[272] Barley is cultivated successfully in Peru, at heights from 700 to 13,200 feet above the sea. It was introduced by the Spaniards. Von Tschudi, p. 177.

[273] The different tribes of the empire of the Yncas were distinguished by their head-dresses, the people of each province wearing one of a distinct colour. This was not a custom introduced by the Yncas, but, being the usage of the different tribes, those sovereigns decreed that it should be continued, in order that the tribes might not be confounded one with another, when serving in the army or at Cuzco. G. de la Vega, i, lib. vii, cap. 9.

[274] Some kind of aloe.

[275] All these names of parts of the dress are correct Quichua words. The dress here described by Cieza de Leon is exactly the same as those represented in pictures still preserved at Cuzco, which are almost contemporaneous with the conquest.

[276] “The stone made use of for the house of Huayna Ccapac, mentioned by Cieza de Leon under the name of Mulahalo, is a rock of volcanic origin, a burnt and spongy porphyry with basaltic basis. It was probably ejected by the mouth of the volcano of Cotopaxi. As this monument appears to have been constructed in the beginning of the sixteenth century, the materials employed in it prove that it is a mistake to consider as the first eruption of Cotopaxi that which took place in 1533, when Sebastian de Belalcazar made the conquest of the kingdom of Quito.” Humboldt’s Researches, i, p. 6.

[277] These are the ruins called Callo, near Latacunga (Llacta-cunga). In Ulloa’s time they served as a house for the Augustine monks at Quito. As Humboldt says that Ulloa’s description of Callo is very inaccurate, it will be preferable to refer to the account given of the ruins by the great Prussian traveller.

The Yncas Tupas Yupanqui and Huayna Ccapac, when they had completed the conquest of Quito, caused magnificent roads to be formed, and tampus (inns), storehouses, and magazines to be built for the reception of the sovereign and his armies. Travellers have called the ruins of these buildings palaces. The most celebrated of these ruins are those near Latacunga, ten leagues south of Quito, and three leagues from the volcano of Cotopaxi. The edifice forms a square, each side of which is thirty-five yards long. Four great outer doors are still distinguishable, and eight apartments, three of which are in good preservation. The walls are nearly five yards and a half high, and a yard thick. The doors are similar to those in the Egyptian temples, and there are eighteen niches in each apartment, distributed with the greatest symmetry. Humboldt’s Researches.

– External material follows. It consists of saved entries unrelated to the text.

PR #302, opened 2021-03-05
New tuning after pandoras box

areinsvo:
This is the new tuning for the candidate scoring after all of Pandora's Box, as described in slides presented on [February 19](https://indico.cern.ch/event/971170/contributions/4088757/attachments/2193594/3708015/tuningFeb2021.pdf) and [March 5](https://indico.cern.ch/event/971172/contributions/4088787/attachments/2202859/3726460/tuningMarch2021.pdf) and in the google doc [here](https://docs.google.com/spreadsheets/d/1nZJxZ4qMrmotxAenZhlcRQmvKVcVsm-7IV_n_MbvkKo/edit#gid=1882976983). 

The stable 2020 performance is [here](https://areinsvo.web.cern.ch/areinsvo/MkFit/PandorasBox/stable2020_benchmarks/).

The Pandora's Box performance (pretuning) is [here](https://areinsvo.web.cern.ch/areinsvo/MkFit/PandorasBox/PandorasBox_benchmarks/).

The new tuning results in this PR are [here](https://areinsvo.web.cern.ch/areinsvo/MkFit/PandorasBox/benchmarks_tune2_chi30/).

### DIFF
--- a/Config.h
+++ b/Config.h
@@ -350,9 +350,11 @@ namespace Config
   constexpr float track_ptlow = 0.9;
 
   // sorting config (bonus,penalty)
-  constexpr float validHitBonus_ = 10;
+  constexpr float validHitBonus_ = 4;
+  constexpr float validHitSlope_ = 0.2;
   constexpr float overlapHitBonus_ = 0; // set to negative for penalty
-  constexpr float missingHitPenalty_ = 10;
+  constexpr float missingHitPenalty_ = 8;
+  constexpr float tailMissingHitPenalty_ = 3;
 
   // Threading
   extern int    numThreadsFinder;
--- a/Track.h
+++ b/Track.h
@@ -32,6 +32,7 @@ public:
   int   hitIdx; // hit index
   unsigned int   module; // module id
   int   nhits;  // number of hits (used for sorting)
+  int   ntailholes; // number of holes at the end of the track (used for sorting)
   int   noverlaps; // number of overlaps (used for sorting)
   int   nholes;  // number of holes (used for sorting)
   unsigned int seedtype; // seed type idx (used for sorting: 0 = not set; 1 = high pT central seeds; 2 = low pT endcap seeds; 3 = all other seeds)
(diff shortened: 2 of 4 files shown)


areinsvo:
This is ready to be merged if others agree. The MTV results with this tuning were discussed at [Friday's meeting](https://indico.cern.ch/event/971173/contributions/4088790/attachments/2207582/3735444/MTV_PostTuning.pdf). The full set of MTV plots can be found [here](https://areinsvo.web.cern.ch/areinsvo/MkFit/CMSSW_Integration/PandorasBox/plots_tuning).

mmasciov:
Just a minor comment:
The choice here was to remove the scoring based on seed type and instead use the candidate pT directly.
If I recall correctly, the reason for using seed type rather than candidate kinematics was due to the fact that the candidates are updated at different times depending on the build, and also so that the bonus/penalty system would be based on the starting pT/pseudo-rapidity of the seed rather than on each candidate.
I'm not opposed to switching to candidate parameters rather than seed ones.
However, seed type also accounted for the pseudo-rapidity of the track, while in the current implementation we lost this possibility.
This is not always optimal; e.g., compare fake rate for low pT tracks at |eta|>0.9:
- before: https://areinsvo.web.cern.ch/areinsvo/MkFit/PandorasBox/PandorasBox_benchmarks/SIMVAL_MTV_SEED/SKL-SP_CMSSW_TTbar_PU50_fr_eta_build_pt0p0_SIMVALSEED.png
- after: https://areinsvo.web.cern.ch/areinsvo/MkFit/PandorasBox/benchmarks_tune2_chi30/SIMVAL_MTV_SEED/SKL-SP_CMSSW_TTbar_PU50_fr_eta_build_pt0p0_SIMVALSEED.png

I'm not suggesting that we go for a better optimization now, but it may be good to add "eta" to the list of the current arguments of the scoring functions, to allow for further future optimization, and not to lose information that we used to exploit?

mmasciov:
After talking to @areinsvo, I believe this PR can be merged as is.
If necessary, we'll revisit it at a later stage. Hence, I'm merging it.

PR #305, opened 2021-03-15
PAtch C++ configuration from a JSON patch file

osschar:
New command line arguments:
- --json-patch 'filename'  patch iteration config from given JSON file
- --json-patch-dump-before print iteration config before patching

[278] Cieza de Leon gives the best account of these Mitimaes or Colonists. Indeed, Garcilasso de la Vega quotes from him. (i, lib. vii, cap. 1; and i, lib. iii, cap. 19.) It is curious that the descendants of Mitimaes on the coast of Peru still retain the tradition concerning the villages in the Andes, whence their ancestors were transported. Thus the Indians of Arequipa are descended from Mitimaes who were sent from a village called Cavanilla, near Puno; those of Moquegua, from Mitimaes who were natives of Acora and Ilave, on the shores of Lake Titicaca; and those of Tacna, from natives of Juli and Pisacoma, near the same lake.

[279] I am doubtful about the etymology of this word, but incline to believe that it is derived from the Quichua word Mita (time or turn), whence come other cognate words. From labourers or soldiers taking their turn at work, it came to mean service generally—hence Mitta-runa (a man required to perform forced service) and Mitta-chanacuy (a law of the Yncas regulating the division of labor).

[280] A fermented liquor made from maize, called acca in the Quichua language, and universally drunk by the Indians, in all parts of Peru.